See the step by step solution

## Step 1: Proving Property 1 implies Property 2

Suppose that property 1 holds, which means that $$\Delta$$ is invariant under $$X$$. This implies that for every $$x \in \mathcal{O}$$, the Lie derivative of $$\Delta$$ with respect to $$X$$ is zero: $$\mathcal{L}_{X} \Delta(x)=0$$. Now, let $$\mathcal{O}_{1}$$ be an open subset of $$\mathcal{O}$$, and let $$t \in \mathbb{R}$$ be such that $$(t, x) \in \mathcal{D}_{X}$$ for all $$x \in \mathcal{O}_{1}$$. Define $$\mathcal{O}_{0}:=e^{t X} \mathcal{O}_{1}$$. Suppose that $$Y \in \mathrm{V}\left(\mathcal{O}_{0}\right)$$ is such that $$Y(z) \in \Delta(z)$$ for each $$z \in \mathcal{O}_{0}$$. Since $$\mathcal{L}_{X} \Delta(x)=0$$ (invariant property) and by the Cartan formula, we have: $\mathcal{L}_{X}\Delta(x)=d(\iota_{X}\Delta(x))+\iota_{X}(d\Delta(x)) = 0$ We know also that $$Y(z) \in \Delta(z)$$ for each $$z \in \mathcal{O}_{0}$$, which means that $$\iota_{Y} \Delta(z) = 0$$ for all $$z \in \mathcal{O}_{0}$$. Consider now the adjoint action $$\operatorname{Ad}_{t X} Y(x)$$ for each $$x \in \mathcal{O}_{1}$$. We have: \begin{aligned} \operatorname{Ad}_{t X} Y(x) &= \frac{d}{dt} e^{t X} Y(e^{-t X} x) e^{-t X}\\\ &= e^{tX}\frac{d}{dt}Y(e^{-t X} x)e^{-tX} \end{aligned} Substituting $$z=e^{-t X} x$$, we get: \begin{aligned} \operatorname{Ad}_{t X} Y(x) &= e^{tX}\frac{d}{dt}Y(z)e^{-tX} \end{aligned} Now, since $$Y(z) \in \Delta(z)$$, we have $$\operatorname{Ad}_{tX}Y(x) \in \Delta(x)$$ for all $$x \in \mathcal{O}_{1}$$. Therefore, property 2 holds.

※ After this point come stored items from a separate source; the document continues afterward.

Issue #122, opened 2019-05-06
Missing translations


trebmuh:
I've build a 2.0 version and am checking right now the French translation. Overall, it looks very good so far. Here below are a few missing translations.

1. Fichier (File) -> Ouvrir (Open) ->"Bambootracker module file" (file type selector) is not translated.
2. Same for Fichier (File) ->Sauvegarder sous (Save as)
3. Module -> Propriétés du module (module properties) : missing space for the "Numéro" column:
![bt-l10n-fr-1](https://user-images.githubusercontent.com/8705846/57261706-3b489400-7069-11e9-8a6b-c33395d42bb9.png)
4. Instrument -> Charger depuis un fichier... (Load from a file...) the 6 options from the selector aren't translated (Bambootracker instrument, Deflemask preset,...)
5. Instrument -> Importer depuis un fichier de banque... (Import from a bankfile...), the options from the selector isn't translated (WOPN bank)
6. The 3 submenu items' windows in the Aide (Help) menu aren't translated

_Pinging @jpcima_

jpcima:
I have submitted a PR for 1, 4, and 5. 
The items 2 and 6 are already translated, and should be part of the release 0.2.0, so it's surprising.

This leaves to examine the 3rd item.

Please note: I'm also aware of another text overflow in the exporting dialog, in case a wide font is used.
![foo](https://user-images.githubusercontent.com/17614485/57284412-68209980-70b1-11e9-805f-a338e183f3c6.png)

trebmuh:
>> 6. The 3 submenu items' windows in the Aide (Help) menu aren't translated
>  The items 2 and 6 are already translated, and should be part of the release 0.2.0, so it's surprising.

![liste_d_effets](https://user-images.githubusercontent.com/8705846/57293829-16363e80-70c6-11e9-847c-3e20d24cfd09.png)
![raccourcis_clavier](https://user-images.githubusercontent.com/8705846/57293833-1d5d4c80-70c6-11e9-9ae4-bb31686f65f2.png)
![a_propos](https://user-images.githubusercontent.com/8705846/57293837-1fbfa680-70c6-11e9-9b33-62479cce48a6.png)

jpcima:
The first 2 are moderately recent additions, and they're just not made. I did not took time to think of adequate vocabulary, etc.

[...]

PR #124, opened 2019-05-07
Automatic section size for table column

jpcima:
#122
Set a dynamic size on the table header.
It should allow the text to fit regardless of language and font size.


rerrahkr:
Thanks for your contribution!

## Step 2: Proving Property 2 implies Property 1

Now, let's assume that property 2 holds, and show that property 1 also holds. To prove that $$\Delta$$ is invariant under $$X$$, we must show that for each $$x \in \mathcal{O}$$ and for all $$Y \in \Delta(x)$$, we have $$(X \cdot Y)(x) \in \Delta(x)$$. Let $$x \in \mathcal{O}_{1}$$ and $$Y \in \Delta(x)$$. Then, by property 2, we have $$\operatorname{Ad}_{tX}Y(x) \in \Delta(x)$$ for each $$x \in \mathcal{O}_{1}$$. By definition, the adjoint action is given by: \begin{aligned} \operatorname{Ad}_{t X} Y(x) &= \frac{d}{dt} e^{t X} Y(e^{-t X} x) e^{-t X}\\\ \end{aligned} At t=0, we have: \begin{aligned} \operatorname{Ad}_{0} Y(x) &= Y(x) \end{aligned} Now, let's differentiate the adjoint action with respect to the flow time t: \begin{aligned} (X \cdot Y)(x) &= \left.\frac{d}{dt}\right|_{t=0}\operatorname{Ad}_{t X} Y(x)\\\ &=\left.\frac{d}{dt}\right|_{t=0} e^{t X} Y(e^{-t X} x) e^{-t X}\\\ \end{aligned} Thus, we have $$(X \cdot Y)(x) \in \Delta(x)$$, which implies that $$\Delta$$ is invariant under $$X$$. Property 1 holds. Since we have shown that property 1 implies property 2 and property 2 implies property 1, the two properties are equivalent.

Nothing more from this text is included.